More prior assumptions or higher confidence in them generally prevent the acquisition of new knowledge. In machine learning terms, it leads to the overfitting of the model on the training dataset and to poor capacity for generalization.

6.3. The Middle Way Is the Best Way

We can then draw the following conclusion. We learned that both absolute trust in our knowledge and absolute ignorance should be avoided. The way forward is to then have a certain amount of confidence in our own knowledge but to remain willing to update it as new evidence emerges in favor or against it.
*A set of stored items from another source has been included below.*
PR #206, opened 2023-10-12
ci: use minimal docker image for build test

sam-golioth:
The official Zephyr CI Docker image is rather large, and includes many toolchains, modules, and other things that we don't need for our own builds. Using our own, smaller Docker image in CI can cut the time it takes to download and initialize the container from about 2-2.5 minutes down to about 30 seconds. This container does not come pre-installed with Zephyr's required python dependencies so this also adds a step in the CI workflow to install them, which is more robust anyway.

### DIFF
--- a/.github/workflows/twister-build.yml
+++ b/.github/workflows/twister-build.yml
@@ -15,8 +15,7 @@ on:
 
 jobs:
   twister_build:
-    container:
-      image: zephyrprojectrtos/ci:v0.26.5
+    container: golioth/golioth-zephyr-base:0.16.3-SDK-v0
     env:
       ZEPHYR_SDK_INSTALL_DIR: /opt/toolchains/zephyr-sdk-0.16.3
     runs-on: ubuntu-latest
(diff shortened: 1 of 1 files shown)


beriberikix:
Any idea why it failed?

beriberikix:
Ah, might be related to https://github.com/golioth/golioth-firmware-sdk/actions/runs/6499180729/job/17652019275#step:5:7. I've seen `request` issues in the past.

beriberikix:
I figured out the issue with the build (zephyrproject-rtos/zephyr/issues/63948,) and now can [successfully build](https://github.com/beriberikix/reference-design-template/actions/runs/6524677743) again.

Here's what I changed in the base image:
* [Moved the SDK](https://github.com/beriberikix/golioth-docker-base/blob/main/Dockerfile.zephyr#L20) to align what's in this workflow
* Added a [global override](https://github.com/beriberikix/golioth-docker-base/blob/main/Dockerfile.zephyr#L47) for Python / Ubuntu [warnings](https://peps.python.org/pep-0668/)
  * We'll need to decide if this is okay or move to either venv, a 3P [PPA](https://launchpad.net/~deadsnakes/+archive/ubuntu/ppa) or build from source (WHY PYTHON, WHYYYY)

I verified this with my test [RD template repo](https://github.com/beriberikix/reference-design-template). There's a few things I'm doing [there](https://github.com/beriberikix/reference-design-template/blob/main/.github/workflows/build_zephyr.yml). I think the only thing that needs to be added now is the [Setup West workspace](https://github.com/beriberikix/reference-design-template/blob/main/.github/workflows/build_zephyr.yml#L34-L41) step or similar. This was probably already done in the massive `CI` image.

mniestroj (approved):

beriberikix (approved):
Happy to see this adopted! We can switch to the Golioth-hosted one after that gets merged as well.

PR #208, opened 2023-10-16
zephyr: update to zephyr 3.5.0

sam-golioth:
Update to Zephyr 3.5.0

ESP32 crashes when using the stdlib implementations of `rand()` and `srand()`, but we shouldn't be using those anyway. The Zephyr random subsystem is tied into hardware support for HW RNGS and HW entropy, and uses a better PRNG than the stdlib implementation. So this PR adds support to the port layer for platform provided random functions, and updates the Zephyr port to use Zephyr random APIs instead of stdlib.

Unrelated (probably) to the above change, Zephyr renamed `rand32.h` to `random.h`, but NCS hasn't picked up that change yet, so we need to add a workaround for that.


src/include/golioth_sys.h
```diff
@@ -82,6 +82,19 @@ void golioth_sys_thread_destroy(golioth_sys_thread_t thread);
 #define golioth_sys_free(ptr) free((ptr))
 #endif
 
+/*--------------------------------------------------
+ * Random
+ *------------------------------------------------*/
+
+// Can be overridden via golioth_{user,port}_config
+#ifndef golioth_sys_srand
+#define golioth_sys_srand(seed) malloc((seed))
```
mniestroj, line 91: Why malloc?

sam-golioth: 🤦‍♂️ 

It was a copy paste error

mniestroj (approved):

PR #210, opened 2023-10-17
Ci Improvements

sam-golioth:
A couple small improvements to speed up build times:

Twister defaults to using twice the number of CPU cores when running build-only tests. Ninja also uses the number of CPU cores for building, meaning we could have 2\*N\*N (8 in our case) threads compiling simultaneously, which leads to bottlenecks and slows down builds. Experimentally, limiting twister to 2 threads (from a default of 4) results in the fastest build times.

We only need a subset of the projects that are in the main Zephyr and NCS West manifests in order to build our samples and tests. By using a manifest that only downloads the projects that we actually need, we can speed up our CI build times.

### DIFF
--- a/.ci-west-ncs.yml
+++ b/.ci-west-ncs.yml
@@ -1,0 +1,20 @@
+manifest:
+  self:
+    path: modules/lib/golioth-firmware-sdk
+    import:
+      file: west-ncs.yml
+      name-allowlist:
+        - cmsis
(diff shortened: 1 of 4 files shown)


beriberikix:
LGTM! I think it also makes sense to have a separate CI manifest :+1:

beriberikix (approved):

PR #214, opened 2023-10-25
workflows: used more vebose esp32s3_devkitc

szczys:
Change from esp32s3 to esp32s3_devkitc when targeting self-hosted runners. This more accurately describes the board connected, rather than just the chip type.


szczys:
The HIL test that failed earlier today now completes successfully: https://github.com/golioth/golioth-firmware-sdk/actions/runs/6646121403/job/18059030920

sam-golioth (approved):
Appreciate the quick turnaround!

This rationalist interpretation of Bayes’ Theorem applies well to Naive Bayesian Classifiers. What the classifier does during training is to formulate predictions and make hypotheses. These are then tested against observations (the training dataset), and discrepancies between observations and predictions are noted.

The classifier then increases or decreases its confidence in those hypotheses according to whether the evidence supports or refuses them.

7. A Bernoulli Naive Bayesian Classifier

If we’re interested in trying out this corpus in a simulation of their own, the following code uses Python 3+, Pandas and skLearn, to implement Bayes’ Theorem to learn the labels associated with the sample corpus of texts for this article:

import pandas as pd
from sklearn.feature_extraction.text import CountVectorizer
from sklearn.naive_bayes import BernoulliNB
corpus = ['the cat is on the table','the dog is in the room','the table is in the room','the cat is not a dog',
    'the cat and the dog are in the room','the room is not a table']
labels = ['animals','animals','not_animals','animals','animals','not_animals']
df = pd.DataFrame({'Texts':corpus,'Labels':labels})
cv = CountVectorizer(token_pattern='\w+')
BoW = cv.fit_transform(df['Texts'])
classifier = BernoulliNB()
classifier.fit(BoW,df['Labels'])
predictions = classifier.predict(BoW)
df['Predictions']=predictions
print(df)

Screenshot 2020-06-12 Naive Bayes

8. Conclusions

Bayes’ Theorem states that all probability is a conditional probability on some a prioris. This means that predictions can’t be made unless there are unverified assumptions upon which they are based.

At the same time, it also means that absolute confidence in our prior knowledge prevents us from learning anything new.

The way forward is therefore the middle. With the middle way, we update our knowledge on the basis of new evidence that arises in support or contradiction of it.